*** SUPPLIED DATA Section Begins ***

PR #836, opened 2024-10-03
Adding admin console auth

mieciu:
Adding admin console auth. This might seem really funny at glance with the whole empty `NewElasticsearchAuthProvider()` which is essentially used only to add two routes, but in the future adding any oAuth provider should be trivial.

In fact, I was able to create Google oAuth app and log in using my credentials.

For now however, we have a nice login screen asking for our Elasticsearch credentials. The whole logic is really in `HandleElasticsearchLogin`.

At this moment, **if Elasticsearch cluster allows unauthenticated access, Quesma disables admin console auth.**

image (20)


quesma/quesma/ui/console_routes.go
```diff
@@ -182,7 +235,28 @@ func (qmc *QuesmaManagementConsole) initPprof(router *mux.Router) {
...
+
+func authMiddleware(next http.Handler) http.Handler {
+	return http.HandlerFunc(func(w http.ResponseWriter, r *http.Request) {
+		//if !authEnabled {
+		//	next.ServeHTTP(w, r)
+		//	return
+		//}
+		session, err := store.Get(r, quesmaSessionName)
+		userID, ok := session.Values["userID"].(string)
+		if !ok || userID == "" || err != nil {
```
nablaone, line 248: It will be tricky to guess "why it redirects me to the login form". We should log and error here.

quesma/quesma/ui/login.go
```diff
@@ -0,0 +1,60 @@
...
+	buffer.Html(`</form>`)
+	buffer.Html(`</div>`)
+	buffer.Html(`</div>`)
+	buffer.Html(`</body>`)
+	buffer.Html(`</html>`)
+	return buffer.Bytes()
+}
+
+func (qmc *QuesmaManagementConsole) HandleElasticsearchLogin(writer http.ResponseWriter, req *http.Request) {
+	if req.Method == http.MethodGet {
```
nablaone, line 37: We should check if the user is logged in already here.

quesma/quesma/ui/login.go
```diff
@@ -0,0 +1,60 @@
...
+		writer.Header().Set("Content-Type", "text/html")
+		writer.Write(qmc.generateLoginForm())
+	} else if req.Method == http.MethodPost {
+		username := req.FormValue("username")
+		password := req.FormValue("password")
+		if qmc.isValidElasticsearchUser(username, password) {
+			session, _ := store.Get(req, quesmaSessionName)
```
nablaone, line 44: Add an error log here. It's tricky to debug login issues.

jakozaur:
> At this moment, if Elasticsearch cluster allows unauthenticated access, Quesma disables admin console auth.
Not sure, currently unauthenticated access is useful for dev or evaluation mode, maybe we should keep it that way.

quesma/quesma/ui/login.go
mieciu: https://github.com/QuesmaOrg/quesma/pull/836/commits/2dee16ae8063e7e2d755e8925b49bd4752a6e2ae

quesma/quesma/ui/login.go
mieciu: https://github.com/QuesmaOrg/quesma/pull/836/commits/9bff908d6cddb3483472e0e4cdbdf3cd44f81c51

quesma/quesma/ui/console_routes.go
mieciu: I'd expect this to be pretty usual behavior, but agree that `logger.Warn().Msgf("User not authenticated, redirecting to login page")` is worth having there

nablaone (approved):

*** SUPPLIED DATA Section Ends ***

EXERCISE INSTRUCTIONS:
Recopy all of the records verbatim.

TASK RESULT:
PR #836, opened 2024-10-03
Adding admin console auth

mieciu:
Adding admin console auth. This might seem really funny at glance with the whole empty `NewElasticsearchAuthProvider()` which is essentially used only to add two routes, but in the future adding any oAuth provider should be trivial.

In fact, I was able to create Google oAuth app and log in using my credentials.

For now however, we have a nice login screen asking for our Elasticsearch credentials. The whole logic is really in `HandleElasticsearchLogin`.

At this moment, **if Elasticsearch cluster allows unauthenticated access, Quesma disables admin console auth.**

image (20)


quesma/quesma/ui/console_routes.go
```diff
@@ -182,7 +235,28 @@ func (qmc *QuesmaManagementConsole) initPprof(router *mux.Router) {
...
+
+func authMiddleware(next http.Handler) http.Handler {
+	return http.HandlerFunc(func(w http.ResponseWriter, r *http.Request) {
+		//if !authEnabled {
+		//	next.ServeHTTP(w, r)
+		//	return
+		//}
+		session, err := store.Get(r, quesmaSessionName)
+		userID, ok := session.Values["userID"].(string)
+		if !ok || userID == "" || err != nil {
```
nablaone, line 248: It will be tricky to guess "why it redirects me to the login form". We should log and error here.

quesma/quesma/ui/login.go
```diff
@@ -0,0 +1,60 @@
...
+	buffer.Html(`</form>`)
+	buffer.Html(`</div>`)
+	buffer.Html(`</div>`)
+	buffer.Html(`</body>`)
+	buffer.Html(`</html>`)
+	return buffer.Bytes()
+}
+
+func (qmc *QuesmaManagementConsole) HandleElasticsearchLogin(writer http.ResponseWriter, req *http.Request) {
+	if req.Method == http.MethodGet {
```
nablaone, line 37: We should check if the user is logged in already here.

quesma/quesma/ui/login.go
```diff
@@ -0,0 +1,60 @@
...
+		writer.Header().Set("Content-Type", "text/html")
+		writer.Write(qmc.generateLoginForm())
+	} else if req.Method == http.MethodPost {
+		username := req.FormValue("username")
+		password := req.FormValue("password")
+		if qmc.isValidElasticsearchUser(username, password) {
+			session, _ := store.Get(req, quesmaSessionName)
```
nablaone, line 44: Add an error log here. It's tricky to debug login issues.

jakozaur:
> At this moment, if Elasticsearch cluster allows unauthenticated access, Quesma disables admin console auth.
Not sure, currently unauthenticated access is useful for dev or evaluation mode, maybe we should keep it that way.

quesma/quesma/ui/login.go
mieciu: https://github.com/QuesmaOrg/quesma/pull/836/commits/2dee16ae8063e7e2d755e8925b49bd4752a6e2ae

quesma/quesma/ui/login.go
mieciu: https://github.com/QuesmaOrg/quesma/pull/836/commits/9bff908d6cddb3483472e0e4cdbdf3cd44f81c51

quesma/quesma/ui/console_routes.go
mieciu: I'd expect this to be pretty usual behavior, but agree that `logger.Warn().Msgf("User not authenticated, redirecting to login page")` is worth having there

nablaone (approved):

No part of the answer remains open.